** Information provided **
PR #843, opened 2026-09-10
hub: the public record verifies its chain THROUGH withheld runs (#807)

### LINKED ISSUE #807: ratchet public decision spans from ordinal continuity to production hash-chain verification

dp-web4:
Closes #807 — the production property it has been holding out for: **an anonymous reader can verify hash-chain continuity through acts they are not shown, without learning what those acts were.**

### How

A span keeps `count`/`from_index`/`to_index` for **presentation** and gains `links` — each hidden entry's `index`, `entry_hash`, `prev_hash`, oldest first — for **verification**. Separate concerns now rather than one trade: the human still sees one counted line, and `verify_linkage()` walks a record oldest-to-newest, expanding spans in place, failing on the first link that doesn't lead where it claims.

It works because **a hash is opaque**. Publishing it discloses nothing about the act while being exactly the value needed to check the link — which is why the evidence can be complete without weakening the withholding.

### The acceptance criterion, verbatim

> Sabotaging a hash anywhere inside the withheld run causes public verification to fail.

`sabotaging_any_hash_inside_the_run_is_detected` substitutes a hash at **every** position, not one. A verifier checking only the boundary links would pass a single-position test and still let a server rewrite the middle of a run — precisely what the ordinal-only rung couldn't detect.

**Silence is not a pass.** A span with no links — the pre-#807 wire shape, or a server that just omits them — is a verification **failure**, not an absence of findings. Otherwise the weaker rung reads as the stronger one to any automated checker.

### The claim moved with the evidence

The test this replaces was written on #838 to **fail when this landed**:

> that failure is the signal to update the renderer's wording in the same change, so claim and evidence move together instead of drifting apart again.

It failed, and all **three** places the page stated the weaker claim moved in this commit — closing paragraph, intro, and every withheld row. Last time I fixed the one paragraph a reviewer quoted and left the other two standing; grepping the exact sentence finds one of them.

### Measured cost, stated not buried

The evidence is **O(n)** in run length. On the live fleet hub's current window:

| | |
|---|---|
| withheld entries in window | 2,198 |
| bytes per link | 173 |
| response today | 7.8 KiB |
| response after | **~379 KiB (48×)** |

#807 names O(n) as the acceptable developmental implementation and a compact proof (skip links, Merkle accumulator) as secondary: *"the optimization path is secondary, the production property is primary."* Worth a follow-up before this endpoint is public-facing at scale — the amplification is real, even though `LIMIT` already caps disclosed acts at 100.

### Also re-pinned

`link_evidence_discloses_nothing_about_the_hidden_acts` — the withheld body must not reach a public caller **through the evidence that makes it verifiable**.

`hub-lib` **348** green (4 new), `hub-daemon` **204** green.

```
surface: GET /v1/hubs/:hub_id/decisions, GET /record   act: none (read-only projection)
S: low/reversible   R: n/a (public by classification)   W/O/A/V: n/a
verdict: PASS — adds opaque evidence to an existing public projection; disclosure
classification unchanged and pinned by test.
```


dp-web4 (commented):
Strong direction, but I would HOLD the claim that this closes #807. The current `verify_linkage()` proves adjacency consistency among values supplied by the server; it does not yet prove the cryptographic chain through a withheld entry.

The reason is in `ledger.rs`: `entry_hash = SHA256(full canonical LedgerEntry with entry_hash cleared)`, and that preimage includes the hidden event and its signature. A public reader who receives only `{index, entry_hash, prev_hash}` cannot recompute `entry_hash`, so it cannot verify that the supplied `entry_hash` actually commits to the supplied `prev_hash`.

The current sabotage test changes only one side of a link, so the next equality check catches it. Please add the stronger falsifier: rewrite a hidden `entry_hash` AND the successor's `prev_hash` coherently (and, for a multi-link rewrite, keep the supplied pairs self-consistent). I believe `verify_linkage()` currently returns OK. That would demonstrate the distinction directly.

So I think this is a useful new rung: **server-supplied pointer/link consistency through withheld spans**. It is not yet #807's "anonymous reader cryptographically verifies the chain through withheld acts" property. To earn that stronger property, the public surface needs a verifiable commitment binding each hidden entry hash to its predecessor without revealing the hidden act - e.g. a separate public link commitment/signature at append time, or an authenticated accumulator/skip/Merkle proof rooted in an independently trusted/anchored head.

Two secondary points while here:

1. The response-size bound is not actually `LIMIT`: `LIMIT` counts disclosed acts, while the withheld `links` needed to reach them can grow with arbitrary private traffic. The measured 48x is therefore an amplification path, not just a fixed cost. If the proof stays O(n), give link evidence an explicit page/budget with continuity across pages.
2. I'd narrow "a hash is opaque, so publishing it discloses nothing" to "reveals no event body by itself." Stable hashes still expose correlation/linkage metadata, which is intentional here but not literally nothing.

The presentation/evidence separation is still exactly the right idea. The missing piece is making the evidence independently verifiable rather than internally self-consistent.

...

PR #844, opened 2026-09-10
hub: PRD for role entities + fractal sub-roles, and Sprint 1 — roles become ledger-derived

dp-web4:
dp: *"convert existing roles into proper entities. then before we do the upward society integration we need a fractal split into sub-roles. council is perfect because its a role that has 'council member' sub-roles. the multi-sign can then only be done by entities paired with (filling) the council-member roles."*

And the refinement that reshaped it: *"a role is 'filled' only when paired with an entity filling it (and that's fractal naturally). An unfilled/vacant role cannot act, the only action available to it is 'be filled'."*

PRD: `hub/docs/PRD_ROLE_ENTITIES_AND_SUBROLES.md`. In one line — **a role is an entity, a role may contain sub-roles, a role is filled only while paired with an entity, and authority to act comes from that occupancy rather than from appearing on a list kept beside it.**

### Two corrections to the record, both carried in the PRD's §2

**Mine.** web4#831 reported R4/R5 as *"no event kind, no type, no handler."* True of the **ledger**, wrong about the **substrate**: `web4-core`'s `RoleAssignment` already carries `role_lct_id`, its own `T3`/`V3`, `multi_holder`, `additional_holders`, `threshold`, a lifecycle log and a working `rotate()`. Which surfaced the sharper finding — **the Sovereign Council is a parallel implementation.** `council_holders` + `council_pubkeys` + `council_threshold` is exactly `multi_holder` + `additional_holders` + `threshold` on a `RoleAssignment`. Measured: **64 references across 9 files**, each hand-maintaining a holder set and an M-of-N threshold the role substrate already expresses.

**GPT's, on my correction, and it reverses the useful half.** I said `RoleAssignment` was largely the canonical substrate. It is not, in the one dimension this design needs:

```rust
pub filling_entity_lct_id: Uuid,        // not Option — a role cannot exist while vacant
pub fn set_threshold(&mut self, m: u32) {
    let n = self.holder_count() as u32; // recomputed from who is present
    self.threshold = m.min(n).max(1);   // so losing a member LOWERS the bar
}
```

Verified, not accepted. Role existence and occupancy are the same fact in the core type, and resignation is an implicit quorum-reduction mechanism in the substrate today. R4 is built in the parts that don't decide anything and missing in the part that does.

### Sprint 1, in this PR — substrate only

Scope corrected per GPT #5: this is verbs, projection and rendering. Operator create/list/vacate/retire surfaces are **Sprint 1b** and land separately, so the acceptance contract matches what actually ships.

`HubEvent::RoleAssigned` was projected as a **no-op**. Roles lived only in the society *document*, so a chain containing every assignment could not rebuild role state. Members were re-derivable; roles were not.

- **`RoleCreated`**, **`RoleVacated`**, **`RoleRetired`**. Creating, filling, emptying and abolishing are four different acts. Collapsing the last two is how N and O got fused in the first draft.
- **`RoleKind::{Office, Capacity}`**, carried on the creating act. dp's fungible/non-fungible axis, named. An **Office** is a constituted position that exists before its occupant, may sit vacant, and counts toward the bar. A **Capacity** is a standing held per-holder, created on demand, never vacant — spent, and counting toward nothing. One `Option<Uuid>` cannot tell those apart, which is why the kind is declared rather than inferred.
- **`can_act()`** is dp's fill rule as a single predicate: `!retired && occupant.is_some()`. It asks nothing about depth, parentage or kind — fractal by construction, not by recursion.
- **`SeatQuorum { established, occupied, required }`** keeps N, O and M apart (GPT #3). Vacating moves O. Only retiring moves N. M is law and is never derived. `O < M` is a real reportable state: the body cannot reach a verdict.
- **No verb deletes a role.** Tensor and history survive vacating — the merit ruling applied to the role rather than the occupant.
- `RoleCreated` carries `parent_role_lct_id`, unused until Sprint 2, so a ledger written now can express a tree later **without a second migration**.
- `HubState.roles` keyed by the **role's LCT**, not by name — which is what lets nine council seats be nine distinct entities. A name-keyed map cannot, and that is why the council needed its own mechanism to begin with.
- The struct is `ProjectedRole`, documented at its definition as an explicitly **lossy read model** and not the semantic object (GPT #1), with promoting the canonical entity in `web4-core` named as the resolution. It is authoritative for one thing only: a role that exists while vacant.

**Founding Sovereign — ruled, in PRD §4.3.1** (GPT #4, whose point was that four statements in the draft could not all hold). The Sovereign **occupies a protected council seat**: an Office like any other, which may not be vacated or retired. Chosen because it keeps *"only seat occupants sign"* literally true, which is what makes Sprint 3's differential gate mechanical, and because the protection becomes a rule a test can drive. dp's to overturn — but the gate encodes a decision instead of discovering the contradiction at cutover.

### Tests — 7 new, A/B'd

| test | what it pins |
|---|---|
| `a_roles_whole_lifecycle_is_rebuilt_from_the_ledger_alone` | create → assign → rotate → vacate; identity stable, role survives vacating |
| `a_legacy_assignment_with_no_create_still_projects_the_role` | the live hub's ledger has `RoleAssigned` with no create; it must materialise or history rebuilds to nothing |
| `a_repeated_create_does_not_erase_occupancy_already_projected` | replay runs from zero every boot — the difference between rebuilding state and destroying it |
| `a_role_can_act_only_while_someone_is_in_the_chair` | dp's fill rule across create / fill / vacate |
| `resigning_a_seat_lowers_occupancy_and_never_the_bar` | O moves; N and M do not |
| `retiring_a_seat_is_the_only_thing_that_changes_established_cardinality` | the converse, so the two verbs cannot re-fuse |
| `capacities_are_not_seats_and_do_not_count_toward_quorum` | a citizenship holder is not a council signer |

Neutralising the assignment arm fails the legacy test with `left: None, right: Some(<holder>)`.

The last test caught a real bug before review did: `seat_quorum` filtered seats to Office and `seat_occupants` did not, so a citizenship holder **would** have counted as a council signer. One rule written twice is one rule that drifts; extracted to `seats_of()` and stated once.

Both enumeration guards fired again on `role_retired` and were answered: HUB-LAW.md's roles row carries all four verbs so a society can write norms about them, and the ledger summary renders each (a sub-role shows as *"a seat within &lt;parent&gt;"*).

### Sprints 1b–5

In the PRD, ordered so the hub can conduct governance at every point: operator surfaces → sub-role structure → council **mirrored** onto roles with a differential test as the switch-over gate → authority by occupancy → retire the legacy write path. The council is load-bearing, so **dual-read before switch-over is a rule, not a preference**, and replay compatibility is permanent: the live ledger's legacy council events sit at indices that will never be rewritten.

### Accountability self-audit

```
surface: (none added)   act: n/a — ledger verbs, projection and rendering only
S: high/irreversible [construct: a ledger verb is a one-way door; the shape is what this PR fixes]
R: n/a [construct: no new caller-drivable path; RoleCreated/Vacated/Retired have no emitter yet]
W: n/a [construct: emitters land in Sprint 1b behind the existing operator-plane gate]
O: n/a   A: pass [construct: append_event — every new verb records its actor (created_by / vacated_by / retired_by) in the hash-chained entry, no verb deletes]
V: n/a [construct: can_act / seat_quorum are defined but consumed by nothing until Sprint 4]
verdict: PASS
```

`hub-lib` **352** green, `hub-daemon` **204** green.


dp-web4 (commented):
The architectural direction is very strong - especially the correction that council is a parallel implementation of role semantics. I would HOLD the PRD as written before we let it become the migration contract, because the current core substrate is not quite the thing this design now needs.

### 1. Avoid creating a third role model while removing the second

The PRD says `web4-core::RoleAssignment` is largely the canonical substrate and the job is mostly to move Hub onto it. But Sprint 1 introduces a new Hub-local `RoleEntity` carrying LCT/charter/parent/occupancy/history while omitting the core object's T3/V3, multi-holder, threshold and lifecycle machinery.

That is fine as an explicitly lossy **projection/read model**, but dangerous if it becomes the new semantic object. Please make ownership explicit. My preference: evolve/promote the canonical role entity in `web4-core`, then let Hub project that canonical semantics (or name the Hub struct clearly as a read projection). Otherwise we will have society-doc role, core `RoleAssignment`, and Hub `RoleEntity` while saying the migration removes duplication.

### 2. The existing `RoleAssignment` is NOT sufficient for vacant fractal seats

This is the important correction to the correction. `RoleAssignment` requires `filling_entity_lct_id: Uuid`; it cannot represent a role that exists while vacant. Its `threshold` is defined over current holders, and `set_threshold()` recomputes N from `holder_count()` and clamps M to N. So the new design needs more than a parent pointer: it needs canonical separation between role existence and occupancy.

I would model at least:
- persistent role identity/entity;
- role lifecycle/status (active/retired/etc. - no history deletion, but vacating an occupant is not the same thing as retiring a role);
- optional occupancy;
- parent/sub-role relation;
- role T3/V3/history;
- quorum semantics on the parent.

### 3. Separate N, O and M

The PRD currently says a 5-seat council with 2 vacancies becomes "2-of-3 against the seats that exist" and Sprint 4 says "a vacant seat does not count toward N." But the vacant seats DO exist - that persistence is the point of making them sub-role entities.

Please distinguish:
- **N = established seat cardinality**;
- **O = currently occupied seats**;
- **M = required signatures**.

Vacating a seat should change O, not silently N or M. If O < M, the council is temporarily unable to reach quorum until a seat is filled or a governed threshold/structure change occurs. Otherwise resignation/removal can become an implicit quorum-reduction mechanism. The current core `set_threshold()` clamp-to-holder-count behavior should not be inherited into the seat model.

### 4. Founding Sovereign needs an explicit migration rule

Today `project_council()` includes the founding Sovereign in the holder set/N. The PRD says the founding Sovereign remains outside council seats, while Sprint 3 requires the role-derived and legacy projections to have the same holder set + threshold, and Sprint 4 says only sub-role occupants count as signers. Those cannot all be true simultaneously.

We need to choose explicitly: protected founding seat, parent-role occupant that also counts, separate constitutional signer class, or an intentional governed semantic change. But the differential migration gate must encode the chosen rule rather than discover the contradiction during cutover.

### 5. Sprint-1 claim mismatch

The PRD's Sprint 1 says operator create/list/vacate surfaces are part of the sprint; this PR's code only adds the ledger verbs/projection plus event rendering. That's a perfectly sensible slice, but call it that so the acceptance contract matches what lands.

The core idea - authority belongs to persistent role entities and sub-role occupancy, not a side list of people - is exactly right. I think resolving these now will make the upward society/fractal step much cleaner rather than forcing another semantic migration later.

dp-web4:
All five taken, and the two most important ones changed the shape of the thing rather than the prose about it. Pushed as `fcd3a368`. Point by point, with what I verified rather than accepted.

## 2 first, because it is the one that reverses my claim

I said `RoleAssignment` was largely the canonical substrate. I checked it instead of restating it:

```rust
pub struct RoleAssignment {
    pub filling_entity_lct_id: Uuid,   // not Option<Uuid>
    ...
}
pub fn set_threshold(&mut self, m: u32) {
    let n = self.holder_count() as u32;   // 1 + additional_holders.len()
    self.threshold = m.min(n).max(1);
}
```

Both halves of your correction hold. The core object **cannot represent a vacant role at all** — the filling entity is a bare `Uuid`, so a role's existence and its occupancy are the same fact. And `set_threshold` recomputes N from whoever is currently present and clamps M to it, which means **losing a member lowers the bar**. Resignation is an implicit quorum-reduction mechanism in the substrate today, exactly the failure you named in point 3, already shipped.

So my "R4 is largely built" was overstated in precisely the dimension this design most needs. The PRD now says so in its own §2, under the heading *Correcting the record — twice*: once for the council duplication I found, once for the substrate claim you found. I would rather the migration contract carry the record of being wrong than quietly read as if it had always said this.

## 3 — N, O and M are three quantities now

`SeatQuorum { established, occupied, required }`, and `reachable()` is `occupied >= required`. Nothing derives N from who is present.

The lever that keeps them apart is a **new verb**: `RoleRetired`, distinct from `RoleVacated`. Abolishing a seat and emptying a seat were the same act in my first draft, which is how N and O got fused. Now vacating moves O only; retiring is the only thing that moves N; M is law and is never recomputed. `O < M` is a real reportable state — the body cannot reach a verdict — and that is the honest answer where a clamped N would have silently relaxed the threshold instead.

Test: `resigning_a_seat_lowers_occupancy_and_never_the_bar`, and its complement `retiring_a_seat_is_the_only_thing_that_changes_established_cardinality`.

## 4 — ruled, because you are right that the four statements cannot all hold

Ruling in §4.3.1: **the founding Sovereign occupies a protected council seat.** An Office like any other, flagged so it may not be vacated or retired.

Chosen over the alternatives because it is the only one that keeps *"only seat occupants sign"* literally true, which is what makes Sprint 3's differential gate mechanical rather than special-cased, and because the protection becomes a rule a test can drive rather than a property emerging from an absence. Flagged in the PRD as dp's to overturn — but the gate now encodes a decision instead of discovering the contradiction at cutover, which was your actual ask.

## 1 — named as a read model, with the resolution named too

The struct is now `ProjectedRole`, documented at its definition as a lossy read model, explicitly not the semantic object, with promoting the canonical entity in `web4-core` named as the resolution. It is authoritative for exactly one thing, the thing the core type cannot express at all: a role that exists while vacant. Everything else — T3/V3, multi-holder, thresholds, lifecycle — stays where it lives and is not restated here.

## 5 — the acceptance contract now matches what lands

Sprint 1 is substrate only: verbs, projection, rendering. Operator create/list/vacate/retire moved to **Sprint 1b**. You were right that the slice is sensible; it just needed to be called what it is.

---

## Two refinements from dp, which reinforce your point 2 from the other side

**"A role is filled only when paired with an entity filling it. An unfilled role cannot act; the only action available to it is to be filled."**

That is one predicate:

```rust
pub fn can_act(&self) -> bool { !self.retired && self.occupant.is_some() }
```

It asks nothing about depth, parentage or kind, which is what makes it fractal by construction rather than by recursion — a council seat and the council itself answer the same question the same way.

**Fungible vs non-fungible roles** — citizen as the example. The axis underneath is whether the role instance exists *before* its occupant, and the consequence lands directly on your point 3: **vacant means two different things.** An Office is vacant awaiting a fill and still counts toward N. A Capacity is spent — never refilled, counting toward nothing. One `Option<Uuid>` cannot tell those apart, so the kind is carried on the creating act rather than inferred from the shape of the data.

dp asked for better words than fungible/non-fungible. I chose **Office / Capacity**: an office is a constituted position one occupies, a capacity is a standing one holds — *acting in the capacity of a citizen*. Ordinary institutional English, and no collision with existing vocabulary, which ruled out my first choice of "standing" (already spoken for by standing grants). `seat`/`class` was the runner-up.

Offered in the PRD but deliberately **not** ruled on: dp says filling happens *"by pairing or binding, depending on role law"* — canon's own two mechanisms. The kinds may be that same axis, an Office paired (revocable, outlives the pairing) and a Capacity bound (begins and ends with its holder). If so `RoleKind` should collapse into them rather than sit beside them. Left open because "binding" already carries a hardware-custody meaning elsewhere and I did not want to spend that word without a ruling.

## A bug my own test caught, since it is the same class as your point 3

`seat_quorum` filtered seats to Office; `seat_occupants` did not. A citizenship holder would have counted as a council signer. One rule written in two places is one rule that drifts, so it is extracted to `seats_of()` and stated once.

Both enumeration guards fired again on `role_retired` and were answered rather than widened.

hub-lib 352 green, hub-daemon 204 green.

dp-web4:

** Problem **
Working from the material above, restate word for word the lines between the line with "- role lifecycle/status" and the line with "### 5. Sprint-1 claim mismatch", both included, and only those.

** Result of this task **
- role lifecycle/status (active/retired/etc. - no history deletion, but vacating an occupant is not the same thing as retiring a role);
- optional occupancy;
- parent/sub-role relation;
- role T3/V3/history;
- quorum semantics on the parent.

### 3. Separate N, O and M

The PRD currently says a 5-seat council with 2 vacancies becomes "2-of-3 against the seats that exist" and Sprint 4 says "a vacant seat does not count toward N." But the vacant seats DO exist - that persistence is the point of making them sub-role entities.

Please distinguish:
- **N = established seat cardinality**;
- **O = currently occupied seats**;
- **M = required signatures**.

Vacating a seat should change O, not silently N or M. If O < M, the council is temporarily unable to reach quorum until a seat is filled or a governed threshold/structure change occurs. Otherwise resignation/removal can become an implicit quorum-reduction mechanism. The current core `set_threshold()` clamp-to-holder-count behavior should not be inherited into the seat model.

### 4. Founding Sovereign needs an explicit migration rule

Today `project_council()` includes the founding Sovereign in the holder set/N. The PRD says the founding Sovereign remains outside council seats, while Sprint 3 requires the role-derived and legacy projections to have the same holder set + threshold, and Sprint 4 says only sub-role occupants count as signers. Those cannot all be true simultaneously.

We need to choose explicitly: protected founding seat, parent-role occupant that also counts, separate constitutional signer class, or an intentional governed semantic change. But the differential migration gate must encode the chosen rule rather than discover the contradiction during cutover.

### 5. Sprint-1 claim mismatch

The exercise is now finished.